| SUPPLIED DATA |
PR #1568, opened 2023-11-03
Allow filtering anchors/delegations and make filtering infallible

thibault-martinez:
- Make all filtering methods infallible
- Add filtering options for anchors and delegations

### DIFF
--- a/sdk/src/wallet/core/mod.rs
+++ b/sdk/src/wallet/core/mod.rs
@@ -373,7 +373,7 @@ where
                     }
                 }
 
-                // If ids are provided, only return them and no other outputs.
+                // Include the output if we're not filtering by IDs.
                 if filter.account_ids.is_none()
                     && filter.anchor_ids.is_none()
                     && filter.foundry_ids.is_none()
--- a/sdk/src/wallet/core/mod.rs
+++ b/sdk/src/wallet/core/mod.rs
@@ -296,7 +296,7 @@ where
         &self,
         outputs: impl Iterator<Item = &'a OutputData>,
         filter: impl Into<Option<FilterOptions>>,
-    ) -> Result<Vec<OutputData>> {
+    ) -> Vec<OutputData> {
         let filter = filter.into();
 
         if let Some(filter) = filter {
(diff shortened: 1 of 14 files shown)


tadzik (dismissed):

kwek20 (dismissed):

sdk/src/wallet/core/mod.rs
```diff
@@ -358,50 +379,75 @@ where
                 }
```
Thoralf-M, line 384: Can't comment there, L377 needs additional anchors, delegations .is_none()

thibault-martinez: Good catch, done

Thoralf-M (dismissed):

sdk/src/wallet/core/mod.rs
```diff
@@ -353,55 +374,85 @@ where
...
                 // If ids are provided, only return them and no other outputs.
-                if filter.account_ids.is_none() && filter.foundry_ids.is_none() && filter.nft_ids.is_none() {
+                if filter.account_ids.is_none()
+                    && filter.anchor_ids.is_none()
+                    && filter.foundry_ids.is_none()
+                    && filter.nft_ids.is_none()
+                    && filter.delegation_ids.is_none()
+                {
                     filtered_outputs.push(output.clone());
                 }
```
Alex6323, line 384: A bit weird this `if` tbh. Also ... seems like something that can easily introduce a bug. I wonder if there's a better way. Also ... is the comment correct?

thibault-martinez: Comment looks correct to me yeah

Alex6323 (dismissed):

sdk/src/wallet/core/mod.rs
tadzik: > seems like something that can easily introduce a bug

Yeah, I believe that's what https://github.com/iotaledger/iota-sdk/pull/1568/files#r1382091913 was.

I can't think of a way to make this compile-time-impossible to forget, but we can at least make sure that we have a unit test that takes this path to maximize our chances.

tadzik: The comment's correct, but it did confuse me too due to describing an `else` of that `if`, if that makes sense. The code itself reads more like something like

`// Always include the output if we're not filtering by IDs`

to me.

tadzik (dismissed):

sdk/src/wallet/core/mod.rs
thibault-martinez: I'll put your comment but without the always as it's a bit too strong, it still depends on the other filtering options

Alex6323 (approved):

tadzik (approved):

Thoralf-M (approved):

kwek20 (approved):

Issue #1565, opened 2023-11-03
Refactor semantic errors


thibault-martinez:
- [x] Some variants of `TransactionFailureReason` should be remapped to `StateTransitionError`
- [x] Do we need both ?
- [x] Do we need to respect the TIP for the client facing error ?
- [x] https://github.com/iotaledger/iota-sdk/pull/1572#pullrequestreview-1757551310

https://github.com/iotaledger/iota-core/blob/develop/pkg/retainer/retainer/errors.go

thibault-martinez:
Closed by https://github.com/iotaledger/iota-sdk/pull/2058

PR #1572, opened 2023-11-05
Semantic validation optional unlocks

### LINKED ISSUE #1570: Have semantic_validation() for tx essence/payload without unlocks
## Description

Have semantic_validation() for tx essence/payload with the unlocks optional. And make it available to the bindings.

## Motivation

Currently semantic_validation() accepts the signed transaction, but it would also make sense to have an option to validate the tx before signing, so one doesn't have to resign if something is wrong.

No.

thibault-martinez:
Closes https://github.com/iotaledger/iota-sdk/issues/1570


bindings/core/src/method_handler/utils.rs
```diff
@@ -111,18 +111,26 @@ pub(crate) fn call_utils_method_internal(method: UtilsMethod) -> Result<Response
...
+        } => {
+            let transaction = Transaction::try_from_dto(transaction)?;
+            let inputs = &inputs
+                .into_iter()
+                .map(InputSigningData::try_from)
+                .collect::<iota_sdk::client::Result<Vec<InputSigningData>>>()?;
+            let inputs = inputs
+                .iter()
+                .map(|input| (input.output_id(), &input.output))
+                .collect::<Vec<(&OutputId, &Output)>>();
```
Thoralf-M, line 121: Why iterate twice?

sdk/src/types/block/semantic.rs
```diff
@@ -342,6 +313,26 @@ impl<'a> SemanticValidationContext<'a> {
                     .checked_add(consumed_native_token.amount())
                     .ok_or(Error::ConsumedNativeTokensAmountOverflow)?;
             }
+
+            if let Some(unlocks) = self.unlocks {
+                if unlocks.len() != self.inputs.len() {
+                    return Ok(Some(TransactionFailureReason::InvalidInputUnlock));
```
Thoralf-M, line 319: This error is not really correct if one is just missing

thibault-martinez: There is no better error 🤷🏻‍♂️

Thoralf-M: I don't like this limited API error things

bindings/core/src/method_handler/utils.rs
thibault-martinez: The first one is to collect and return the conversion error, I didn't want to bother much because we're supposedly removing the DTO soon

Thoralf-M (dismissed):

Thoralf-M (approved):

kwek20 (commented):
cant we return Response::ok instead of TransactionFailureReason(None) ?

thibault-martinez:
> cant we return Response::ok instead of TransactionFailureReason(None) ?

I have added your comment in https://github.com/iotaledger/iota-sdk/issues/1565 because this is linked. Let's keep as is for now.

sdk/src/types/block/semantic.rs
```diff
@@ -342,6 +313,26 @@ impl<'a> SemanticValidationContext<'a> {
...
+                }
+
+                let unlock = &unlocks[index];
```
DaughterOfMars, line 322: Should we do a safe get here?

thibault-martinez: There is a check that unlocks and inputs have the same length right before. And the index comes from iterating the inputs.  Do you still prefer get + unwrap?

Alex6323 (approved):

kwek20 (approved):

sdk/src/types/block/semantic.rs
DaughterOfMars: Ah, that's fine then

DaughterOfMars (approved):

PR #1573, opened 2023-11-05
Add MultiAddress

thibault-martinez:
Implements https://github.com/iotaledger/tips/blob/tip52/tips/TIP-0052/tip-0052.md without unlocks.


sdk/src/types/block/address/bech32.rs
```diff
@@ -172,11 +176,15 @@ impl Bech32Address {
...
 impl core::fmt::Display for Bech32Address {
     fn fmt(&self, f: &mut core::fmt::Formatter<'_>) -> core::fmt::Result {
-        write!(
-            f,
-            "{}",
-            bech32::encode::<bech32::Bech32>(self.hrp.0, &self.inner.pack_to_vec(),).unwrap()
-        )
+        let bytes = if self.inner.is_multi() {
+            let mut bytes = vec![MultiAddress::KIND];
+            bytes.extend(Blake2b256::digest(self.inner.pack_to_vec()));
```
thibault-martinez: I don't really like that extend, any idea ?

sdk/src/types/block/address/multi.rs
```diff
@@ -0,0 +1,225 @@
...
+                threshold: *threshold,
+            });
+        }
+    }
+    Ok(())
+}
+
+impl fmt::Display for MultiAddress {
+    fn fmt(&self, f: &mut fmt::Formatter<'_>) -> fmt::Result {
+        write!(f, "{}", prefix_hex::encode(self.pack_to_vec()))
```
thibault-martinez: We do that for RestrictedAddress already, idk if it's really ideal

sdk/src/types/block/address/bech32.rs
DaughterOfMars: you could have fun with rshift 🤷‍♀️

DaughterOfMars: although I think the best solution may be a chain and collect since the packed vec will need to re-allocate anyway most likely

thibault-martinez: Wouldn't that be the same amount of allocations?

sdk/src/types/block/address/multi.rs
```diff
@@ -0,0 +1,226 @@
...
+#[derive(Clone, Debug, Eq, PartialEq, Ord, PartialOrd, Hash)]
+pub struct MultiAddress {
+    /// The weighted unlocked addresses.
+    addresses: BoxedSlicePrefix<WeightedAddress, WeightedAddressCount>,
+    /// The threshold that needs to be reached by the unlocked addresses in order to unlock the multi address.
+    threshold: u16,
+}
+
+impl MultiAddress {
+    /// The [`Address`](crate::types::block::address::Address) kind of an [`MultiAddress`].
```
DaughterOfMars:
```suggestion
    /// The [`Address`](crate::types::block::address::Address) kind of a [`MultiAddress`].
```

sdk/src/types/block/address/multi.rs
```diff
@@ -0,0 +1,226 @@
...
+    pub const KIND: u8 = 40;
+    /// The allowed range of inner [`Address`]es.
+    pub const ADDRESSES_COUNT: RangeInclusive<u8> = 1..=10;
+
+    /// Creates a new [`MultiAddress`].
+    #[inline(always)]
+    pub fn new(addresses: Vec<WeightedAddress>, threshold: u16) -> Result<Self, Error> {
```
DaughterOfMars: impl Iter instead? then collect to boxed slice?

sdk/src/types/block/address/multi.rs
DaughterOfMars: what do you mean?

thibault-martinez: Idk, it's kind of a useless Display tbh, not a format anyone can do something with

sdk/src/types/block/address/bech32.rs
DaughterOfMars: maybe. not sure if the ```let mut bytes = vec![MultiAddress::KIND]``` will need to reallocate because you didn't specify the capacity.

thibault-martinez: Pretty sure extend will reallocate yes. You're saying that wouldn't be necessary with collect because of size hints ?

sdk/src/types/block/address/multi.rs
thibault-martinez: Iterator or IntoIterator?

sdk/src/types/block/address/bech32.rs
DaughterOfMars: I believe so yes. But that may actually be true with extend as well, the compiler is a mystery sometimes

sdk/src/types/block/address/multi.rs
DaughterOfMars: Oh, I see. Well then let's change it!

sdk/src/types/block/address/multi.rs
DaughterOfMars: probably IntoIterator

sdk/src/types/block/address/bech32.rs
thibault-martinez: I changed to chain, I prefer it anyway

sdk/src/types/block/address/multi.rs
thibault-martinez: To what ? I feel like Bech32 would be a bit inconsistent as for the other Addresses, Display prints the inner ID/PubKeyHash

sdk/src/types/block/address/multi.rs
thibault-martinez: Done

sdk/src/types/block/address/multi.rs
DaughterOfMars: Maybe just a list of the inner addresses?

Thoralf-M: Or how about displaying the dto?

thibault-martinez: Hmm idk, I think the full JSON of this is way too detailed for Display, think I'll go with array of inner addresses

thibault-martinez: Looks like that
```
[0x52fdfc072182654f163f5f0f9a621d729566c74d10037c4d7bbb0407d1e2c649, 0x53fdfc072182654f163f5f0f9a621d729566c74d10037c4d7bbb0407d1e2c649, 0x54fdfc072182654f163f5f0f9a621d729566c74d10037c4d7bbb0407d1e2c649, 0x55fdfc072182654f163f5f0f9a621d729566c74d10037c4d7bbb0407d1e2c649, 0x56fdfc072182654f163f5f0f9a621d729566c74d10037c4d7bbb0407d1e2c649]
```

sdk/tests/types/address/multi.rs
```diff
@@ -0,0 +1,59 @@
...
+              "nftId": "0x56fdfc072182654f163f5f0f9a621d729566c74d10037c4d7bbb0407d1e2c649"
+            },
+            "weight": 3
+          }
+        ],
+        "threshold": 2
+    });
+    let multi_address = serde_json::from_value::<Address>(multi_address_json).unwrap();
+
+    println!("{}", multi_address);
```
Thoralf-M: Want to keep this?
```suggestion
```

sdk/src/types/block/address/multi.rs
Thoralf-M: Not sure if I like it, one can't even see the address type

sdk/tests/types/address/multi.rs
thibault-martinez: Whoops, removed

sdk/src/types/block/address/multi.rs
thibault-martinez: It just forwards to the display impls of the rest of the addresses. We Display only the hex IDs for the addresses. We may want to reconsider what we want as Display but not in this PR I'd say.

thibault-martinez: https://github.com/iotaledger/iota-sdk/issues/1587

Thoralf-M (dismissed):

sdk/src/types/block/address/bech32.rs
```diff
@@ -172,11 +176,15 @@ impl Bech32Address {
...
-        )
+        let bytes = if self.inner.is_multi() {
+            core::iter::once(MultiAddress::KIND)
+                .chain(Blake2b256::digest(self.inner.pack_to_vec()))
+                .collect()
+        } else {
+            self.inner.pack_to_vec()
+        };
+
+        write!(f, "{}", bech32::encode::<bech32::Bech32>(self.hrp.0, &bytes,).unwrap())
```
Alex6323:
```suggestion
        write!(f, "{}", bech32::encode::<bech32::Bech32>(self.hrp.0, &bytes).unwrap())
```

thibault-martinez: Oh no, why is fmt not removing this 😭

sdk/src/types/block/address/bech32.rs
```diff
@@ -172,11 +176,15 @@ impl Bech32Address {
...
-        )
+        let bytes = if self.inner.is_multi() {
+            core::iter::once(MultiAddress::KIND)
+                .chain(Blake2b256::digest(self.inner.pack_to_vec()))
+                .collect()
+        } else {
+            self.inner.pack_to_vec()
+        };
+
+        write!(f, "{}", bech32::encode::<bech32::Bech32>(self.hrp.0, &bytes).unwrap())
```
Alex6323, line 188: We never documented this unwrap btw. we don't care here?

Alex6323 (dismissed):

sdk/src/types/block/address/bech32.rs
thibault-martinez: documented it

DaughterOfMars (approved):

sdk/src/types/block/error.rs
```diff
@@ -261,6 +270,21 @@ impl fmt::Display for Error {
...
+                cumulative_weight,
+                threshold,
+            } => {
+                write!(
+                    f,
+                    "invalid multi address cumulative weight {cumulative_weight} < threshold {threshold}"
+                )
+            }
+            Self::InvalidWeightedAddressCount(count) => write!(f, "invalid weighted address count: {count}"),
+            Self::WeightedAddressesNotUniqueSorted => {
```
kwek20, line 285: didnt we address sorting using a ordered list or something before?

thibault-martinez: No, there was an attempt PR but it's been closed

Alex6323 (approved):

Thoralf-M (approved):

sdk/src/types/block/error.rs
kwek20: i see, treeset isnt boxed either, too bad

kwek20 (approved):

PR #1582, opened 2023-11-06
Allow some wallet data to be accessible by reference

DaughterOfMars:
# Description of change

Allows wallet data outputs and transactions to be accessible without cloning.


Thoralf-M (dismissed):

cli/src/wallet_cli/mod.rs
```diff
@@ -308,7 +307,7 @@ impl FromStr for OutputSelector {
 
 // `accounts` command
 pub async fn accounts_command(wallet: &Wallet) -> Result<(), Error> {
-    print_outputs(wallet.accounts().await, "Accounts:").await
+    print_outputs(wallet.data().await.accounts().cloned().collect(), "Accounts:")
```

| WORK TASK |
Each line of the material above that holds "tadzik" counts once; give the total and nothing else.

| EXERCISE OUTPUT |
5